Excerpted records =>
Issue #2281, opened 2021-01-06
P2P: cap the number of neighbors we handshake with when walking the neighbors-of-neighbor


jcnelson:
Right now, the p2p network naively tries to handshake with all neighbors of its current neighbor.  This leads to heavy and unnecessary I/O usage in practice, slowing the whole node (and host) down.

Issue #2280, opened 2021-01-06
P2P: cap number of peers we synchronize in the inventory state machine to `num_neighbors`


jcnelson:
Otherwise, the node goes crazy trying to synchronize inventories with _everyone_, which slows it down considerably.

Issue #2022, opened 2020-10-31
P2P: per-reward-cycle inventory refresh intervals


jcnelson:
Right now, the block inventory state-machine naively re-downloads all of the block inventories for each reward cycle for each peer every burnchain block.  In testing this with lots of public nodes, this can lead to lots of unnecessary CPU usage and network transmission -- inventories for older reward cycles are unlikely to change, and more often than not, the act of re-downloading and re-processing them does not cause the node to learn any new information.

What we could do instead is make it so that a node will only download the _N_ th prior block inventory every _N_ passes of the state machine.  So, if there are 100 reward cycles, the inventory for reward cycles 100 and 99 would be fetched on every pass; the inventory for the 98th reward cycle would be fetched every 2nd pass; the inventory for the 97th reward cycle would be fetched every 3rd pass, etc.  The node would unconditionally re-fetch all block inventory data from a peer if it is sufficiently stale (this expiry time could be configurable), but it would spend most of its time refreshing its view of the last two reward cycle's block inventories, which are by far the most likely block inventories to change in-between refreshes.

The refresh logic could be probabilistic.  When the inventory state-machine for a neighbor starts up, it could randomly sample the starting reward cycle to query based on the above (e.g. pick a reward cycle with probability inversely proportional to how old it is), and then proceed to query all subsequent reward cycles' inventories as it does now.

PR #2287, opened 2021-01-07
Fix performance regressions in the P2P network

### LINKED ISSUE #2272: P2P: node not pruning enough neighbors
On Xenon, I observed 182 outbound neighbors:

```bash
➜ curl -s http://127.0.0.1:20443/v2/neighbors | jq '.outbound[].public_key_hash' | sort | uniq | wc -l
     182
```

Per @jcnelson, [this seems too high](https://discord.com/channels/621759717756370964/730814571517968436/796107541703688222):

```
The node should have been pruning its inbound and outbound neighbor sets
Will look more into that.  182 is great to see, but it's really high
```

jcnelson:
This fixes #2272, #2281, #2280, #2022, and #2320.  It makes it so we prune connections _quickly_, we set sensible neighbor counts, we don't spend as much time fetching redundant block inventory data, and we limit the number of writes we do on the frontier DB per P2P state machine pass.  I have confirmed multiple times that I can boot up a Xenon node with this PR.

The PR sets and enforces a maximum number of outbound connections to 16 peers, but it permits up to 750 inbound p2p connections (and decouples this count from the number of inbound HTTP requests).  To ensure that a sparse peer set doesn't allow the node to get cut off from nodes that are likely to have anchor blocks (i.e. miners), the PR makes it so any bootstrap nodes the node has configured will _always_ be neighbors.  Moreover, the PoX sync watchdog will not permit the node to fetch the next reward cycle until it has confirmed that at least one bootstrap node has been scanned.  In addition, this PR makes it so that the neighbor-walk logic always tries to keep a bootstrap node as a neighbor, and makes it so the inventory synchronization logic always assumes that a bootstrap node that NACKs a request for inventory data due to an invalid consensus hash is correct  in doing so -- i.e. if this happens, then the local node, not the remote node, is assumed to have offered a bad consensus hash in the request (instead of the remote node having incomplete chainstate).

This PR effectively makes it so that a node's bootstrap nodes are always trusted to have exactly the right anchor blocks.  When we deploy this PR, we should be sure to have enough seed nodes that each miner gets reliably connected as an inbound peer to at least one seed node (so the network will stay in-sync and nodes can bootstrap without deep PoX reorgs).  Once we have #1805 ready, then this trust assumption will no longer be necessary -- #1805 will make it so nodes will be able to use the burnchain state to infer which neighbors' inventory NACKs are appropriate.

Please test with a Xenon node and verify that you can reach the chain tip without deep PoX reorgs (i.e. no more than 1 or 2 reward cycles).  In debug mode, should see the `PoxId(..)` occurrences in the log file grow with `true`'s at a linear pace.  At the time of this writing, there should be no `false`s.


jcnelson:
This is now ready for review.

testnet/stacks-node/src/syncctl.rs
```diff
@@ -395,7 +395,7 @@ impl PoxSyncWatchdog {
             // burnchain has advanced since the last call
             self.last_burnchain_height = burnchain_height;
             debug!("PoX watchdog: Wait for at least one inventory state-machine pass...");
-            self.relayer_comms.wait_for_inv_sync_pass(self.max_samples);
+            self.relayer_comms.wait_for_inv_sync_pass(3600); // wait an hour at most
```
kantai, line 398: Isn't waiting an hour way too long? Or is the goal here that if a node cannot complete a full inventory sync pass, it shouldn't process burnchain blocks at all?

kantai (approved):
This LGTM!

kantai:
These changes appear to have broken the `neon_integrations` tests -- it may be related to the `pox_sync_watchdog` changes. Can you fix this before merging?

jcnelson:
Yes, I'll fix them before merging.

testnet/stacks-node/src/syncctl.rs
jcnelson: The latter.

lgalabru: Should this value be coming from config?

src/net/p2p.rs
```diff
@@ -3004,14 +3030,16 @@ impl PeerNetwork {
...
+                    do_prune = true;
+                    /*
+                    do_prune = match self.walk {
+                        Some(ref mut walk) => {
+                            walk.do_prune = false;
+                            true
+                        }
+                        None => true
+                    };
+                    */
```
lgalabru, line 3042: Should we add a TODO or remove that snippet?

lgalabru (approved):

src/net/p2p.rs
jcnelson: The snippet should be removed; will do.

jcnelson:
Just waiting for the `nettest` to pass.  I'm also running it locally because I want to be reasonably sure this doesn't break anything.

---

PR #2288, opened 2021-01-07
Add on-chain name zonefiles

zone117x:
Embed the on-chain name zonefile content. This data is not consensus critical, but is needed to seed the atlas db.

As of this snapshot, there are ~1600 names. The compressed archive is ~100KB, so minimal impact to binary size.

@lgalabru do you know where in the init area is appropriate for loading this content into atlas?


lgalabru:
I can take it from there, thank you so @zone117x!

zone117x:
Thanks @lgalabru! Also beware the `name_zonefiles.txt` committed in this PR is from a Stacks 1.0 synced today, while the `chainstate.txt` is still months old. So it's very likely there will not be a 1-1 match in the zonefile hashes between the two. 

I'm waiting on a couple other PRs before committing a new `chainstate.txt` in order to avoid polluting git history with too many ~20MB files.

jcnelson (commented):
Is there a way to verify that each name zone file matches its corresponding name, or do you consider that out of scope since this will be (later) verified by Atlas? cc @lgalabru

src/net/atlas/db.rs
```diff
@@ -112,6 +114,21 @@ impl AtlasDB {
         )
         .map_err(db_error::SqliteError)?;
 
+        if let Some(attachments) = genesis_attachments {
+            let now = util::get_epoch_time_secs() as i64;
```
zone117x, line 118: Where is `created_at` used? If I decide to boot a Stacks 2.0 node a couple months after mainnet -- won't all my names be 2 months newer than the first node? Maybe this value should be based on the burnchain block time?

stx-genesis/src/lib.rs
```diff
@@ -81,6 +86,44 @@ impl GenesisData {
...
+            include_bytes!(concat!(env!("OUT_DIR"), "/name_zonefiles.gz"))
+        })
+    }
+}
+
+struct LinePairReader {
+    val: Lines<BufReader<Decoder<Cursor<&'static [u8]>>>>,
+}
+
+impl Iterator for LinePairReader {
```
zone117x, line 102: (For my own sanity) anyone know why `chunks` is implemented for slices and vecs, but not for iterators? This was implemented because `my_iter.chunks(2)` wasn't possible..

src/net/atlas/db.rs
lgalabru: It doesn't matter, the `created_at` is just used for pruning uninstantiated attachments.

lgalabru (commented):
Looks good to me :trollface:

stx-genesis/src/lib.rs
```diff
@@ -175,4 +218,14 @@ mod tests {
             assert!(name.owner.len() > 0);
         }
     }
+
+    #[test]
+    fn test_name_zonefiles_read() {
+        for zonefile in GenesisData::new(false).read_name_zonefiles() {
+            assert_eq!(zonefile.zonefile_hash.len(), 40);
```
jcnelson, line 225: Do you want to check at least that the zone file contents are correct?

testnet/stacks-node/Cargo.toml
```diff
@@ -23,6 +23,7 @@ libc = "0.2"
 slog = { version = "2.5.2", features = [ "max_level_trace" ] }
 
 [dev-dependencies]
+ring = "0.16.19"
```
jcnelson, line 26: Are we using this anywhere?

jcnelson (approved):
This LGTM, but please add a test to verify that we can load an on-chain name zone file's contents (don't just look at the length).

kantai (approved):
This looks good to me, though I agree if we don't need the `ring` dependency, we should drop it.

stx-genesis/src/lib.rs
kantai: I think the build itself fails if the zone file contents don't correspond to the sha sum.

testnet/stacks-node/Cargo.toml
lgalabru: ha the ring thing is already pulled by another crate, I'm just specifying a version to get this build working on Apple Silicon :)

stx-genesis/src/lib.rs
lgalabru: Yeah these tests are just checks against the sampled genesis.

What is needed => Copy all lines from the listing that contain "handshake".

Completed task =>
P2P: cap the number of neighbors we handshake with when walking the neighbors-of-neighbor
Right now, the p2p network naively tries to handshake with all neighbors of its current neighbor.  This leads to heavy and unnecessary I/O usage in practice, slowing the whole node (and host) down.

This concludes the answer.